PR #3420, opened 2021-09-22
[WIP] osx_defaults: Add dict support

### LINKED ISSUE #238: osx_defaults - Add dict support
##### SUMMARY

Looking to do this type of command with the module: 
defaults write com.apple.finder FXInfoPanesExpanded -dict \
  General -bool true \
  OpenWith -bool true \
  Privileges -bool true

##### ISSUE TYPE
- Feature Idea

##### COMPONENT NAME

osx_defaults.py

##### ADDITIONAL INFORMATION

Several of the defaults values are in a dictionary format

```yaml
- osx_defaults:
    domain: com.apple.finder
    key: FXInfoPanesExpanded
    type: dict
    value: 
         - {Key: General, type: bool, value: true}
         - {Key: Openwith, type: bool, value: true}
         - {Key: Privileges, type: bool, value: true}
    state: present
```

aiotter:
##### SUMMARY
Add dict support to osx_default.
Fixes #238.

##### ISSUE TYPE
- Feature Pull Request

##### COMPONENT NAME
osx_defaults.py

##### ADDITIONAL INFORMATION
Example usage:
```yaml
- osx_defaults:
    domain: com.apple.finder
    key: FXInfoPanesExpanded
    type: dict
    value: {General: true, OpenWith: true}
    state: present

- osx_defaults:
    domain: com.apple.finder
    key: FXInfoPanesExpanded
    dict_add: MetaData
    type: bool
    value: yes
    state: present
```

CAUTION: This PR contains a bug. To make it fixed, I need some help. For more detail: https://github.com/ansible-collections/community.general/issues/238#issuecomment-924625506

### DIFF
--- a/plugins/modules/system/osx_defaults.py
+++ b/plugins/modules/system/osx_defaults.py
@@ -266,8 +266,12 @@ class OSXDefaults(object):
                     element.append(key_element)
                     value_element = object_to_element(value)
                     element.append(value_element)
+            elif isinstance(obj, list):
+                element = ElementTree.Element('array')
+                for item in obj:
+                    element.append(object_to_element(item))
             else:
-                raise OSXDefaultsException("Invalid dict value. Value must be one of: bool, datetime, dict, float, int, str")
+                raise OSXDefaultsException("Invalid dict value. Value must be one of: bool, datetime, dict, float, int, list, str")
             return element
         return ElementTree.tostring(object_to_element(value))
 
--- a/plugins/modules/system/osx_defaults.py
+++ b/plugins/modules/system/osx_defaults.py
@@ -131,7 +131,7 @@ import plistlib
 import re
 
 from ansible.module_utils.basic import AnsibleModule
-from ansible.module_utils.six import binary_type, text_type
+from ansible.module_utils.six import binary_type, text_type, PY2
 
 
 # exceptions --------------------------------------------------------------- {{{
@@ -240,21 +240,6 @@ class OSXDefaults(object):
         return [self.executable] + self._host_args()
 
     @staticmethod
-    def _convert_defaults_str_to_list(value):
-        """ Converts array output from defaults to an list """
-        # Split output of defaults. Every line contains a value
-        value = value.splitlines()
-
-        # Remove first and last item, those are not actual values
-        value.pop(0)
-        value.pop(-1)
-
-        # Remove spaces at beginning and comma (,) at the end, unquote and unescape double quotes
-        value = [re.sub('^ *"?|"?,? *$', '', x.replace('\\"', '"')) for x in value]
-
-        return value
-
-    @staticmethod
     def _create_plist_xml_from(value):
         def object_to_element(obj):
             if obj is True:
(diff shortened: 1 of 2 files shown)


aiotter:
It seems parsing the result of `defaults export` by plistlib can work. I'll take a look into this solution when I have some time.
```py
In [13]: import subprocess, plistlib
    ...: plistlib.loads(subprocess.run(['defaults', 'export', 'com.apple.finder', '-'], capture_output=True).stdout)
Out[13]:
{'AppleShowAllFiles': True,
 'ComputerViewSettings': {'CustomViewStyleVersion': 1,
  'WindowState': {'ContainerShowSidebar': True, ...
```

Apparently I forgot adding myself as a maintainer. I'll do it later. And also fix type error on document.

decadent:
Note that plistlib is different in Python 3 and 2, and Macos has 2 by default—which Ansible has to use as a consequence. While you seem to be using version 3.

It might be possible to create a parser/encoder for the defaults' dict format, considering that it's not too complex—but of course that's more involved than just calling a library.

aiotter:
Thank you @decadent! It seems we can use plistlib.readPlistFromString on python2.7. Tested and worked. But in this case we still have to take it into consideration of the case we are running ansible on python3.
I'm not familiar with the python2 compatibility. Is there some standard way in ansible to switch the code, or can I just do it with  sys.version_info?

aiotter:
Used six.PY2 to switch the code.
Now I'm looking into failed CI.

plugins/modules/system/osx_defaults.py
```diff
@@ -261,49 +294,37 @@ def read(self):
...
+            raise OSXDefaultsException("An error occurred while exporting plist: %s" % out)
 
-        # Convert string to list when type is array
-        if data_type == "array":
-            out = self._convert_defaults_str_to_list(out)
+        # Convert xml to Python objects
+        if PY2:
+            self.current_value = plistlib.readPlistFromString(out)
+        else:
+            self.current_value = plistlib.loads(out.encode('utf-8'))
```
felixfontein, line 307: It might be a good idea to move this into a static function (that can easily be tested), and add unit tests for this. These are run with all Python versions Ansible supports, which will give you some confidence that this does what it is supposed to on all Python versions. Unit tests for this module would have to do into tests/unit/plugins/modules/system/test_osx_defaults.py (which doesn't exist yet).

aiotter: I'm not very experienced with unit tests in Python. I read some of tests/unit/plugins/modules/system/* but it seems difficult to understand. Is there good document for this?

aiotter: > move this into a static function

Like this?
```py
def convert_plist_xml_to_object(xml):
    if six.PY2:
        return plistlib.readPlistFromString(xml)
    else:
        return plistlib.loads(xml.encode('utf-8'))
```

felixfontein: You can find some information here: https://docs.ansible.com/ansible/latest/dev_guide/testing_units.html#structuring-unit-tests

And yes, such a function would help.

russoz:
Hi @aiotter how do you want to proceed with this PR?

russoz:
needs_info

aiotter:
Sorry that I have no time to carry on this PR.
If there are someone that want to implement this, you can add some tests so that it will be merged.

felixfontein:
@aiotter thanks for your work on this PR! I hope that someone will pick it up and complete it!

= = = =

## Task requirements
Would you write out the full set of records above without alteration?

## Solved problem
PR #3420, opened 2021-09-22
[WIP] osx_defaults: Add dict support

### LINKED ISSUE #238: osx_defaults - Add dict support
##### SUMMARY

Looking to do this type of command with the module: 
defaults write com.apple.finder FXInfoPanesExpanded -dict \
  General -bool true \
  OpenWith -bool true \
  Privileges -bool true

##### ISSUE TYPE
- Feature Idea

##### COMPONENT NAME

osx_defaults.py

##### ADDITIONAL INFORMATION

Several of the defaults values are in a dictionary format

```yaml
- osx_defaults:
    domain: com.apple.finder
    key: FXInfoPanesExpanded
    type: dict
    value: 
         - {Key: General, type: bool, value: true}
         - {Key: Openwith, type: bool, value: true}
         - {Key: Privileges, type: bool, value: true}
    state: present
```

aiotter:
##### SUMMARY
Add dict support to osx_default.
Fixes #238.

##### ISSUE TYPE
- Feature Pull Request

##### COMPONENT NAME
osx_defaults.py

##### ADDITIONAL INFORMATION
Example usage:
```yaml
- osx_defaults:
    domain: com.apple.finder
    key: FXInfoPanesExpanded
    type: dict
    value: {General: true, OpenWith: true}
    state: present

- osx_defaults:
    domain: com.apple.finder
    key: FXInfoPanesExpanded
    dict_add: MetaData
    type: bool
    value: yes
    state: present
```

CAUTION: This PR contains a bug. To make it fixed, I need some help. For more detail: https://github.com/ansible-collections/community.general/issues/238#issuecomment-924625506

### DIFF
--- a/plugins/modules/system/osx_defaults.py
+++ b/plugins/modules/system/osx_defaults.py
@@ -266,8 +266,12 @@ class OSXDefaults(object):
                     element.append(key_element)
                     value_element = object_to_element(value)
                     element.append(value_element)
+            elif isinstance(obj, list):
+                element = ElementTree.Element('array')
+                for item in obj:
+                    element.append(object_to_element(item))
             else:
-                raise OSXDefaultsException("Invalid dict value. Value must be one of: bool, datetime, dict, float, int, str")
+                raise OSXDefaultsException("Invalid dict value. Value must be one of: bool, datetime, dict, float, int, list, str")
             return element
         return ElementTree.tostring(object_to_element(value))
 
--- a/plugins/modules/system/osx_defaults.py
+++ b/plugins/modules/system/osx_defaults.py
@@ -131,7 +131,7 @@ import plistlib
 import re
 
 from ansible.module_utils.basic import AnsibleModule
-from ansible.module_utils.six import binary_type, text_type
+from ansible.module_utils.six import binary_type, text_type, PY2
 
 
 # exceptions --------------------------------------------------------------- {{{
@@ -240,21 +240,6 @@ class OSXDefaults(object):
         return [self.executable] + self._host_args()
 
     @staticmethod
-    def _convert_defaults_str_to_list(value):
-        """ Converts array output from defaults to an list """
-        # Split output of defaults. Every line contains a value
-        value = value.splitlines()
-
-        # Remove first and last item, those are not actual values
-        value.pop(0)
-        value.pop(-1)
-
-        # Remove spaces at beginning and comma (,) at the end, unquote and unescape double quotes
-        value = [re.sub('^ *"?|"?,? *$', '', x.replace('\\"', '"')) for x in value]
-
-        return value
-
-    @staticmethod
     def _create_plist_xml_from(value):
         def object_to_element(obj):
             if obj is True:
(diff shortened: 1 of 2 files shown)


aiotter:
It seems parsing the result of `defaults export` by plistlib can work. I'll take a look into this solution when I have some time.
```py
In [13]: import subprocess, plistlib
    ...: plistlib.loads(subprocess.run(['defaults', 'export', 'com.apple.finder', '-'], capture_output=True).stdout)
Out[13]:
{'AppleShowAllFiles': True,
 'ComputerViewSettings': {'CustomViewStyleVersion': 1,
  'WindowState': {'ContainerShowSidebar': True, ...
```

Apparently I forgot adding myself as a maintainer. I'll do it later. And also fix type error on document.

decadent:
Note that plistlib is different in Python 3 and 2, and Macos has 2 by default—which Ansible has to use as a consequence. While you seem to be using version 3.

It might be possible to create a parser/encoder for the defaults' dict format, considering that it's not too complex—but of course that's more involved than just calling a library.

aiotter:
Thank you @decadent! It seems we can use plistlib.readPlistFromString on python2.7. Tested and worked. But in this case we still have to take it into consideration of the case we are running ansible on python3.
I'm not familiar with the python2 compatibility. Is there some standard way in ansible to switch the code, or can I just do it with  sys.version_info?

aiotter:
Used six.PY2 to switch the code.
Now I'm looking into failed CI.

plugins/modules/system/osx_defaults.py
```diff
@@ -261,49 +294,37 @@ def read(self):
...
+            raise OSXDefaultsException("An error occurred while exporting plist: %s" % out)
 
-        # Convert string to list when type is array
-        if data_type == "array":
-            out = self._convert_defaults_str_to_list(out)
+        # Convert xml to Python objects
+        if PY2:
+            self.current_value = plistlib.readPlistFromString(out)
+        else:
+            self.current_value = plistlib.loads(out.encode('utf-8'))
```
felixfontein, line 307: It might be a good idea to move this into a static function (that can easily be tested), and add unit tests for this. These are run with all Python versions Ansible supports, which will give you some confidence that this does what it is supposed to on all Python versions. Unit tests for this module would have to do into tests/unit/plugins/modules/system/test_osx_defaults.py (which doesn't exist yet).

aiotter: I'm not very experienced with unit tests in Python. I read some of tests/unit/plugins/modules/system/* but it seems difficult to understand. Is there good document for this?

aiotter: > move this into a static function

Like this?
```py
def convert_plist_xml_to_object(xml):
    if six.PY2:
        return plistlib.readPlistFromString(xml)
    else:
        return plistlib.loads(xml.encode('utf-8'))
```

felixfontein: You can find some information here: https://docs.ansible.com/ansible/latest/dev_guide/testing_units.html#structuring-unit-tests

And yes, such a function would help.

russoz:
Hi @aiotter how do you want to proceed with this PR?

russoz:
needs_info

aiotter:
Sorry that I have no time to carry on this PR.
If there are someone that want to implement this, you can add some tests so that it will be merged.

felixfontein:
@aiotter thanks for your work on this PR! I hope that someone will pick it up and complete it!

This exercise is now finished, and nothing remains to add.